On the days that I ride the bus into the city I've been reading Jhumpa Lahiri's Interpreter of Maladies. Each short story is a carefully crafted set piece.  The characters, in Calcutta or Boston or London, circulate past one another, never quite in contact.  The author only hints that the cool, enameled exteriors of people serve to contain magmatic emotions -- a vulcanism of feeling kept in check by every artifice of politeness, habit and culture.  The stories describe a tension between, on the one hand, the fight against and resentment against the isolation caused by silence, indirection and artifice, and on the other hand, the desperate reliance upon this artifice and self control in order to make life livable and save oneself from emotional destruction or dissolution.
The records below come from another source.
PR #32743, opened 2024-06-05
First MVC: Validation: Clear old null values

### LINKED ISSUE #32661: [UUF Port]: First MVC: Validation: Method cannot be called on Null value
### Description

Unified User Feedback Port:
Customer Feedback:
"
Tengo un error y no se como corregirlo: SqlNullValueException: Data is Null. This method or property cannot be called on Null values. El erro me indica el siguiente codigo. if (!string. IsNullOrEmpty(movieGenre))            {                movies = movies. Where(x => x.Genre == movieGenre);            }            var movieGenreVM = new MovieGenreViewModel            {                Genres = new SelectList(await genreQuery.Distinct(). ToListAsync()),                Movies = await movies. ToListAsync()            };            return View(movieGenreVM);

"

### Page URL

https://learn.microsoft.com/en-us/aspnet/core/tutorials/first-mvc-app/validation?view=aspnetcore-8.0

### Content source URL

https://github.com/dotnet/AspNetCore.Docs/blob/main/aspnetcore/tutorials/first-mvc-app/validation.md

### Document ID

12fe9329-2cef-4056-4986-18ed7ae5c397

### Article author

@wadepickett

wadepickett:
Fixes #32661 

There is a problem that can occur if the developer happens to enter a null value for one of the movie items.  When we move on to add validation to the model, any entries that are null will cause an error to be thrown: 
SqlNullValueException: Data is Null. This method or property cannot be called on Null values.

To get around this, I added a line of instruction to delete the movie data entries just before we add validation in the next step so it will re-seed with clean data.

### DIFF
--- a/aspnetcore/tutorials/first-mvc-app/validation.md
+++ b/aspnetcore/tutorials/first-mvc-app/validation.md
@@ -28,6 +28,10 @@ One of the design tenets of MVC is [DRY](https://wikipedia.org/wiki/Don%27t_repe
 
 The validation support provided by MVC and Entity Framework Core Code First is a good example of the DRY principle in action. You can declaratively specify validation rules in one place (in the model class) and the rules are enforced everywhere in the app.
 
+## Delete any previous movie data items to re-seed the data.
+
+In the next step validation rules are added that will no longer allow null values. Run the app, navigate to `/Movies/Index` and delete all listed movies and stop the app.  The app will use the seed data the next time it is run.
+
 [!INCLUDE[](~/includes/RP-MVC/validation-net7.md)]
 
 ## Validation Error UI


wadepickett:
@tdykstra, does this seem like a good way to handle this to you?  It would take the developer more time to go into the database and delete directly than to just delete the view items right in the browser.

Another option I considered was to have them delete as a final step in the previous tutorial so the data would re-seed.

The problem occurs if the developer happens to delete the contents of a field so that a null is entered in the data set, which is allowed at the start of tutorial series for some of the properties in order to explain that.

aspnetcore/tutorials/first-mvc-app/validation.md
```diff
@@ -28,6 +28,11 @@ One of the design tenets of MVC is [DRY](https://wikipedia.org/wiki/Don%27t_repe
 
 The validation support provided by MVC and Entity Framework Core Code First is a good example of the DRY principle in action. You can declaratively specify validation rules in one place (in the model class) and the rules are enforced everywhere in the app.
 
+## Delete the previously edited data
+
+In the next step validation rules are added that will no longer allow null values.
```
tdykstra, line 33:
```suggestion
In the next step, validation rules are added that don't allow null values. 
```

aspnetcore/tutorials/first-mvc-app/validation.md
```diff
@@ -28,6 +28,11 @@ One of the design tenets of MVC is [DRY](https://wikipedia.org/wiki/Don%27t_repe
 
 The validation support provided by MVC and Entity Framework Core Code First is a good example of the DRY principle in action. You can declaratively specify validation rules in one place (in the model class) and the rules are enforced everywhere in the app.
 
+## Delete the previously edited data
+
+In the next step validation rules are added that will no longer allow null values. 
+Run the app, navigate to `/Movies/Index`, delete all listed movies and stop the app.  The app will use the seed data the next time it is run.
```
tdykstra, line 34:
```suggestion
Run the app, navigate to `/Movies/Index`, delete all listed movies, and stop the app.  The app will use the seed data the next time it is run.
```

tdykstra (approved):
This will work. Another option is to have them enter a value in any null field.

PR #32757, opened 2024-06-06
Update quickgrid.md

dsschnau:
Update the QuickGrid implementation directions that the generic type parameter must be a class and not a record type. 

I found that implementing a QuickGrid with a record type rather than a class caused some broken behaviors.

---

#### Internal previews

| 📄 File | 🔗 Preview link |
|:--|:--|
| [aspnetcore/blazor/components/quickgrid.md](https://github.com/dotnet/AspNetCore.Docs/blob/ab5ddbc846da15f409a03cf9aac9177c4f4610c3/aspnetcore/blazor/components/quickgrid.md) | [ASP.NET Core Blazor `QuickGrid` component](https://review.learn.microsoft.com/en-us/aspnet/core/blazor/components/quickgrid?branch=pr-en-us-32757) |

### DIFF
--- a/aspnetcore/blazor/components/quickgrid.md
+++ b/aspnetcore/blazor/components/quickgrid.md
@@ -36,7 +36,7 @@ To implement a `QuickGrid` component:
 
 * Specify tags for the `QuickGrid` component in Razor markup (`<QuickGrid>...</QuickGrid>`).
 * Name a queryable source of data for the grid. Use ***either*** of the following data sources:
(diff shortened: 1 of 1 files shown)


guardrex:
Thanks @dsschnau!

I'll ask Mackinnon on the product unit to take a quick look.

MackinnonBuck:
A record type is really just a class that desugars

MackinnonBuck:
Records are just syntax sugar for classes that encapsulate some data and emulate value equality (among some other things that I doubt have any impact on QuickGrid functionality). I don't think QuickGrid relies on any specific kind of equality semantics for the `TGridItem`, so I'm not sure why using a `record` would make any difference.

@dsschnau, could you please clarify what broken behavior you're seeing when using records? Thanks!

dsschnau:
Will do, thank you!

On my way home from Pennsylvania I stopped at a restaurant in Port Jervis on the Delaware river.  It was an old-fashioned little place with uneven low ceilings that kept the sound in and made everyone an eavesdropper.  I stared out the window into the drizzle.  The 50-ish woman at the next table was eating with a burly and bearish older man, maybe her husband.  Faded traces of a Germanic accent thickened his speech.  As she fumbled distractedly in her purse to find payment she complained about having three checkbooks and the burdens of other people's finances.  The old German didn't voice the sympathy she wanted and instead asked her why "Sue" couldn't look after her own money.  The woman said with irritated defensiveness that right now she just couldn't deal with it all, and added wearily that anyhow she was never any good with money.  As they debated back and forth I stared into the rain at the brightly placarded army surplus shop across the road and tried to imagine the dramas and comedies that had brought three checkbooks into her purse -- and this blunt, grizzled German to her table.

At the other table sat another woman in her late fifties, with a heavy, pouchy face and rough, yellowish hair.  Her companion was an elderly man with reddened, watery eyes.  I wasn't paying attention to them until she said to him with utter contempt and viciousness, "My god, you think I've never heard that story before?  Every single time you tell me that."  And I had to replay in my mind moments of conversation that I had only half heard.  She had expressed surprise that the mannequin across the street was out in the rain, that she thought they would have brought it in.  (It was an infantryman in camouflage fatigues crouching in front of the knife shop.)  He had said pleasantly, "My son-in-law went to buy a knife there . . . " when she had cut him off so acidly.   I felt a jab in my chest for the old man -- whose stock of stories had gone stale and whose life was now so circumscribed by age that he was not likely to add much to it.  Certainly nothing to interest the embittered woman who shared his meal.  But like the characters in Lahiri's tales the man and I both remained silent and said nothing at all.